§ TASK REQUIREMENTS: Where a line of the material includes the string "govuk", copy that line.
▼▼▼
PR #1382, opened 2025-09-18
Introduce `ECTAtSchoolPeriods::SwitchTraining` service object

cpjmcquillan:
### Context

https://github.com/DFE-Digital/register-ects-project-board/issues/2100

This was pulled out as part of the work to facilitate schools changing an ECT's training programme.

There is some relatively complex business logic to consider when changing an ECT's training programme from school-led to provider-led (and vice versa), so it seemed sensible to abstract this into a service object we can test rigorously in isolation.

This has been designed and implemented based on point 6. of the acceptance criteria outlined [here]. Lots of this is new ground for me, so it's possible I might have missed something!

The intention is to call this service object as part of the "Check answers" step in the new "Change training programme" wizard, which will follow in a subsequent PR.

[here]: https://github.com/DFE-Digital/register-ects-project-board/issues/2100

### Guidance to review

- [ ] 6. The new training programme (and lead provider if applicable) will be recorded for the ECT, so that it is updated when the user returns to the ECT details page.
    - [ ] 6a. If the training has been changed from school-led to provider-led, the existing training_period will be closed and a new provider-led training_period will be created. If the school already has a partnership with the new selected LP in the ECT's contract year, the training_period will be confirmed straight away. If there is no partnership, this will be recorded as a new EOI for the LP for the ECT's contract period.
    - [ ] 6b. If the training has been changed from provider-led to school-led:
        - [ ] If there is a confirmed partnership for the existing training_period, we will close the existing training_period and create a new school-led training_period.
        - [ ] If there is no confirmed partnership for the existing training_period, we will remove the existing training_period and create a new school-led training_period.

### DIFF
--- a/app/models/concerns/interval.rb
+++ b/app/models/concerns/interval.rb
@@ -62,9 +62,7 @@ module Interval
     started_on <= finished_on
   end
 
-  def invalid_date_order?
-    finished_on <= started_on
-  end
+  def invalid_date_order? = !valid_date_order?
 
   def ongoing? = finished_on.nil?
 
--- a/spec/models/concerns/interval_spec.rb
+++ b/spec/models/concerns/interval_spec.rb
@@ -15,16 +15,6 @@ describe Interval do
           expect(subject.errors.messages).to include(finished_on: ["The end date must be later than the start date (#{Date.yesterday.to_fs(:govuk)})"])
         end
       end
-
-      context "when finished_on matches started_on" do
-        subject { DummyMentor.new(started_on: Date.yesterday, finished_on: Date.yesterday) }
-
-        before { subject.valid? }
-
-        it "adds an error" do
-          expect(subject.errors.messages).to include(finished_on: ["The end date must be later than the start date (#{Date.yesterday.to_fs(:govuk)})"])
-        end
-      end
     end
   end
 
--- a/spec/services/ect_at_school_periods/switch_training_spec.rb
+++ b/spec/services/ect_at_school_periods/switch_training_spec.rb
@@ -99,6 +99,52 @@ module ECTAtSchoolPeriods
             SwitchTraining.to_school_led(ect_at_school_period, author:)
           end
         end
+
+        context "when the switch happens on the same day the training period started" do
+          let!(:training_period) do
+            FactoryBot.create(
+              :training_period,
+              :for_ect,
+              :ongoing,
+              :provider_led,
+              :with_school_partnership,
+              ect_at_school_period:,
+              started_on: Date.current
+            )
+          end
+
+          it "finishes the existing training period" do
+            freeze_time
+
+            SwitchTraining.to_school_led(ect_at_school_period, author:)
+
+            expect { training_period.reload }.not_to raise_error
+            expect(training_period.finished_on).to eq(Date.current)
+          end
+
+          it "creates a new school-led training period" do
+            SwitchTraining.to_school_led(ect_at_school_period, author:)
+
+            expect(ect_at_school_period.reload).to be_school_led_training_programme
+          end
+
+          it "records an event" do
+            freeze_time
+
+            expect(Events::Record)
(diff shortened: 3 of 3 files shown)


app/services/ect_at_school_periods/switch_training.rb
```diff
@@ -0,0 +1,85 @@
...
+      end
+    end
+
+    def finish_training_period!
+      TrainingPeriods::Finish.ect_training(
+        training_period: @training_period,
+        ect_at_school_period: @ect_at_school_period,
+        finished_on:,
+        author: @author
+      ).finish!
```
avinhurry, line 63: This is blowing up for me when I change from school-led to provider-led

image

app/services/ect_at_school_periods/switch_training.rb
```diff
@@ -0,0 +1,85 @@
...
+      @author = author
+    end
+
+    def to_school_led
+      raise IncorrectTrainingProgrammeError if
+        @ect_at_school_period.school_led_training_programme?
+
+      ActiveRecord::Base.transaction do
+        finish_or_destroy_existing_training_period!
+        create_school_led_training_period!
```
avinhurry, line 31: Do we want to record an event when changing training programme?

avinhurry: I agree yeah 👍🏽 

https://github.com/DFE-Digital/register-early-career-teachers-public/pull/1398#issuecomment-3318701449

app/services/ect_at_school_periods/switch_training.rb
avinhurry: I fixed a similar bug for mentors in #1364 , where we allowed same day handovers. I think it makes sense to align ECTs with that behaviour, but worth running it past @mason-emily just to be sure.

cpjmcquillan: We agreed to allow same day handovers. This has been fixed in https://github.com/DFE-Digital/register-early-career-teachers-public/pull/1382/commits/7a0c227907655b0323a3d889ad482a5bc9a99ec8 👌🏼

app/services/ect_at_school_periods/switch_training.rb
```diff
@@ -0,0 +1,109 @@
...
+
+    def record_training_period_switched_to_provider_led_event!
+      Events::Record.record_teacher_switches_to_provider_led_training!(
+        author: @author,
+        ect_at_school_period: @ect_at_school_period,
+        teacher: @ect_at_school_period.teacher,
+        training_period: @new_training_period,
+        school:,
+        happened_at: Time.current
+      )
```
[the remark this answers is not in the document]
cpjmcquillan: Good question. I thought about using 1 event with some `from`, `to` metadata, but I figured the distinct event types would be helpful.

app/services/ect_at_school_periods/switch_training.rb
```diff
@@ -0,0 +1,109 @@
...
+
+  private
+
+    attr_reader :school, :lead_provider
+
+    def finish_or_destroy_existing_training_period!
+      if @training_period.school_partnership.present?
+        finish_training_period!
+      else
+        @training_period.destroy!
```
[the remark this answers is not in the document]
cpjmcquillan: No, we don't define anything on the relationship (e.g `dependent: :destroy`).

This could leave us with some "broken" data, though (i.e Events that belong to Training Periods that don't exist).

The acceptance criteria said we should "remove" these training periods, but I wonder whether we could close them instead?

@peteryates @mason-emily do you have any thoughts?

app/services/ect_at_school_periods/switch_training.rb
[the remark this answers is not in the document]
cpjmcquillan: To be honest, maybe the event should be `teacher_training_programme_updated` and a heading that outlines the from/to. That's what we're doing for other things (e.g working pattern).

PR #1383, opened 2025-09-18
Spike into teacher induction start/end dates

ethax-ross:
> ⚠️ WIP

### Context

We want to spike how we could model the induction period start/end dates for a teacher. We are looking into two options in this spike:

- Add `induction_started_on` and `induction_finished_on` to `Teacher`
- Add `Metadata::Teacher` for storing induction start/end dates

- Add `induction_started_on` and `induction_finished_on` to `Teacher`

Add two helper methods to return the `induction_started_on` and `induction_finished_on` for a `Teacher`.

`induction_started_on` is the `induction_period` with the earliest `started_on`.

`induction_finished_on` is the `induction_period` with the latest `finished_on` where the `outcome` is present.

- Add `Metadata::Teacher` for storing induction start/end dates

Add a migration to introduce a `Metadata::Teacher` model with a `has_one` association on `Teacher` (as it won't be scoped to any other models like we do with other metadata).

Refresh the metadata when creating a `Teacher` or updating an `InductionPeriod`.

Add a handler to refresh `Teacher` metadata.

#### Understanding `InductionPeriod` finished state with respect to `finished_on` and `outcome`

Based on the below, we should be fine to take the `finished_on` for any induction period with an outcome, as there will be no later induction periods with a later `finished_on` date.

We don't seem to enforce all of these scenarios in validation on `InductionPeriod`, but I think we should.

##### No teachers with multiple outcomes in their induction periods

```
Teacher
  .joins(:induction_periods)
  .where.not(induction_periods: { outcome: nil })
  .group("teachers.id")
  .having("COUNT(induction_periods.id) > 1")

=> []
```

##### Teachers with multiple, unfinished induction periods - should this be possible?

```
Teacher
  .joins(:induction_periods)
  .where(induction_periods: { finished_on: nil })
  .group("teachers.id")
  .having("COUNT(induction_periods.id) > 1")

=> 
{46092 => 2,
 53501 => 2,
 62682 => 2,
 62096 => 2,
 40855 => 2,
 65740 => 2,
 69751 => 2,
 28840 => 2,
 56788 => 2}
```

##### No induction periods with an outcome but no finished on date

```
InductionPeriod
  .where.not(outcome: nil)
  .where(finished_on: nil)

=> []
```

##### No teachers that have an outcome and another period with later finished on

```
Teacher
  .joins("INNER JOIN induction_periods ip1 ON ip1.teacher_id = teachers.id")
  .joins("INNER JOIN induction_periods ip2 ON ip2.teacher_id = teachers.id")
  .where.not("ip1.outcome IS NULL")
  .where("ip2.finished_on IS NOT NULL")
  .where("ip2.finished_on > ip1.finished_on")
  .distinct

=> []
```

#### Optimising a query for multiple teachers

If we opted to put a method on the `Teacher` model to retrieve the dates, we would need an optimal query to avoid n+1s -- I'm not a fan of this, but it is an option and doesn't have much of a performance hit:

```
def avg_benchmark(runs = 10, &block)
  # warm up once
  block.call

  # now do the actual timed runs
  times = runs.times.map { Benchmark.measure(&block).real }
  times.sum / times.size
end

benchmark1 = avg_benchmark(10) do
  started_on_subquery = InductionPeriod
    .select("MIN(started_on)")
    .where("induction_periods.teacher_id = teachers.id")

  finished_on_subquery = InductionPeriod
    .select("MAX(finished_on)")
    .where("induction_periods.teacher_id = teachers.id")
    .where.not(outcome: nil)

  Teacher.select(
    "teachers.*",
    "(#{started_on_subquery.to_sql}) AS induction_started_on",
    "(#{finished_on_subquery.to_sql}) AS induction_finished_on"
  ).to_a
end

benchmark2 = avg_benchmark(10) do
  Teacher.all.to_a
end

puts "Benchmark 1 (avg): #{benchmark1.round(4)}s"
puts "Benchmark 2 (avg): #{benchmark2.round(4)}s"

if benchmark2 > 0
  ratio = benchmark1 / benchmark2
  percentage = ((benchmark1 - benchmark2) / benchmark2) * 100
  puts "Benchmark 1 is #{ratio.round(2)}x slower (≈ #{percentage.round(1)}% slower)"
else
  puts "Benchmark 2 was too fast to compare reliably."
end

Benchmark 1 (avg): 3.3189s
Benchmark 2 (avg): 2.9632s
Benchmark 1 is 1.12x slower (≈ 12.0% slower)
```


leandroalemao (commented):
Option 3 seems to be the simplest and the way to go for, we can move to the metadata idea if needed in the future.

peteryates:
A couple of things to note:

* we have a `Teachers::Induction` service that [finds the earliest induction start date already](https://github.com/DFE-Digital/register-early-career-teachers-public/blob/main/app/services/teachers/induction.rb#L18), if we're introducing a `has_one` to get it, it'd make sense to update that service so it's using the relationship
* there's also a `Teachers::RefreshMetadata` class that [syncs data](https://github.com/DFE-Digital/register-early-career-teachers-public/blob/8d28e2c30d8ab469715e39ae40d8caa0c2e6c30b/app/services/teachers/refresh_trs_attributes.rb#L21) from TRS. It's automatically triggered when an induction is completed so it'll be up to date. The API client [currently retrieves the start date](https://github.com/DFE-Digital/register-early-career-teachers-public/blob/8d28e2c30d8ab469715e39ae40d8caa0c2e6c30b/lib/trs/teacher.rb#L46) but it'd be really straightforward to add the end date to `TRS::Teacher`.

  I think the TRS end date is going to be added to auto-sync before long anyway by RIAB (cc @emily-prudence-dfe) because it'll provide a good sense check to make sure the two systems are properly talking to each other, especially since we will soon have [blazer alerts](#1350)

PR #1386, opened 2025-09-18
[2409] Implement uplift fields in RECT

mooktakim:
### Context

Ticket: https://github.com/DFE-Digital/register-ects-project-board/issues/2409

* New columns on `Teacher`
  - `ect_pupil_premium_uplift`
  - `ect_sparsity_uplift`
* `default: false, null: false`
* Seed updated for `Teacher`
* Factory trait added
* mermaid regenerated

### DIFF
--- a/db/migrate/20250918151250_add_uplift_fields_to_teachers.rb
+++ b/db/migrate/20250918151250_add_uplift_fields_to_teachers.rb
@@ -1,0 +1,8 @@
+class AddUpliftFieldsToTeachers < ActiveRecord::Migration[8.0]
+  def change
+    change_table :teachers, bulk: true do |t|
+      t.boolean :ect_pupil_premium_uplift, default: false, null: false
+      t.boolean :ect_sparsity_uplift, default: false, null: false
+    end
+  end
+end
--- a/spec/factories/teacher_factory.rb
+++ b/spec/factories/teacher_factory.rb
@@ -8,6 +8,19 @@ FactoryBot.define do
       corrected_name { [trs_first_name, Faker::Name.middle_name, trs_last_name].join(' ') }
     end
 
+    trait :with_sparsity_uplift do
+      ect_sparsity_uplift { true }
+    end
+
+    trait :with_pupil_premium_uplift do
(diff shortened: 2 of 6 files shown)


spec/factories/teacher_factory.rb
```diff
@@ -8,6 +8,19 @@
...
 
+    trait :with_sparsity_uplift do
+      sparsity_uplift { true }
+    end
+
+    trait :with_pupil_premium_uplift do
+      pupil_premium_uplift { true }
+    end
+
+    trait :with_uplift do
```
leandroalemao, line 19: Hi @mooktakim do we need these traits as we're still not using anywhere? or do you think it's good to add anyway? tks

mooktakim: Good question. I suppose because its related to Teacher, its good that its there as it'll show as one of the options.

ethax-ross: We've been adding the factories/traits for other new fields, FWIW

leandroalemao (approved):

db/migrate/20250918151250_add_uplift_fields_to_teachers.rb
```diff
@@ -0,0 +1,8 @@
+class AddUpliftFieldsToTeachers < ActiveRecord::Migration[8.0]
+  def change
+    change_table :teachers, bulk: true do |t|
+      t.boolean :pupil_premium_uplift, default: false, null: false
```
cwrw, line 4: can those both be prefixed by `ect` as we aren't adding for mentors?

peteryates:
I think the names could be a little more descriptive.

I guess they're stamped once at the time of first registration (as if it was per school it'd be on `ECTAtSchoolPeriod`).

e.g., `ect_pupil_premium_uplift_when_registered`?

db/migrate/20250918151250_add_uplift_fields_to_teachers.rb
mooktakim: prefixed columns with `ect`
▲▲▲
§ EXERCISE RESULT:
           expect(subject.errors.messages).to include(finished_on: ["The end date must be later than the start date (#{Date.yesterday.to_fs(:govuk)})"])
-          expect(subject.errors.messages).to include(finished_on: ["The end date must be later than the start date (#{Date.yesterday.to_fs(:govuk)})"])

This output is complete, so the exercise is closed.